Erst gab’s ein Eis, dann ging’s in den Mais

Archivartikel

Reilingen.Erneut hatten die Freien Wähler beim Ferienprogramm eine „Fahrt ins Grüne“ im Angebot. Ziel war zur Freude der vielen Kinder erneut das Maislabyrinth in der Seewaldsiedlung. Pünktlich zur Abfahrt stand FW-Gemeinderat „Bauer Schröder“ mit seinem Traktor und anhängendem „Nachtmann-Express“ auf dem Fröschau-Hof bereit.

Natürlich hatten einige Kinder noch gut in Erinnerung, dass die erste Haltestation vor der Eisdiele war. Von den Betreuern abgesichert, bildete sich eine lange Schlange vor der Ausgabe, wo Elisa Bianchi in windeseile 50 Eisportionen je nach Wunsch herausreichte. Genüsslich Eis schleckend, wurde die Fahrt fortgesetzt.

Sehr gute Erfahrungen haben die Freien Wähler mit Spiel, Spaß und Spannung im Maislabyrinth gemacht.
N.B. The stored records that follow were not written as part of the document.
PR #373, opened 2019-02-24
netkvm: allocate also inactive queues

ybendito:
https://bugzilla.redhat.com/show_bug.cgi?id=1608226
In case the driver uses less queues than the device supports
and unused queues are not initialized vhost start fails and
the device works without vhost. The root cause of the problem
is that the device touches also queues that the guest will
not use. Fixing in QEMU currently seems more complicated than
workaround in the driver (Linux driver also allocates all the
queues, including inactive ones). See also rejected QEMU fix:
http://lists.nongnu.org/archive/html/qemu-devel/2019-02/msg03374.html


YanVugenfirer:
This is a PR for a case we decide to use a solution in the driver. The best solution will be fixing QEMU.

YanVugenfirer:
This was experimental PR. Closing it for now.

Dazu kommt die sehr gute Versorgung und sympathische Betreuung durch Familie Dehoust.

Gleich nach Ankunft wurden vier Gruppen gebildet und schon liefen die Kinder ins Labyrinth. Nach geraumer Zeit sorgte sich FW-Vorsitzende Sabine Petzold, wie immer. Es folgte die jährliche Frage: „Sind wirklich alle Personen aus dem Labyrinth herausgekommen oder musste auch mal jemand gefunden werden“? Da hörte man aber schon das fröhliche Geschrei der Gruppe „Luna“ beim Erreichen des Ausgangs.

Pudel als Spürhund

Betreuerin Edeltraud Malsch-Gerlach hatte ihren Pudel Luna dabei, der angeblich tatkräftig als Spürhund eingesetzt wurde. Zudem meldete der Schrittzähler, dass 8000 Schritte für das Labyrinth gebraucht wurden.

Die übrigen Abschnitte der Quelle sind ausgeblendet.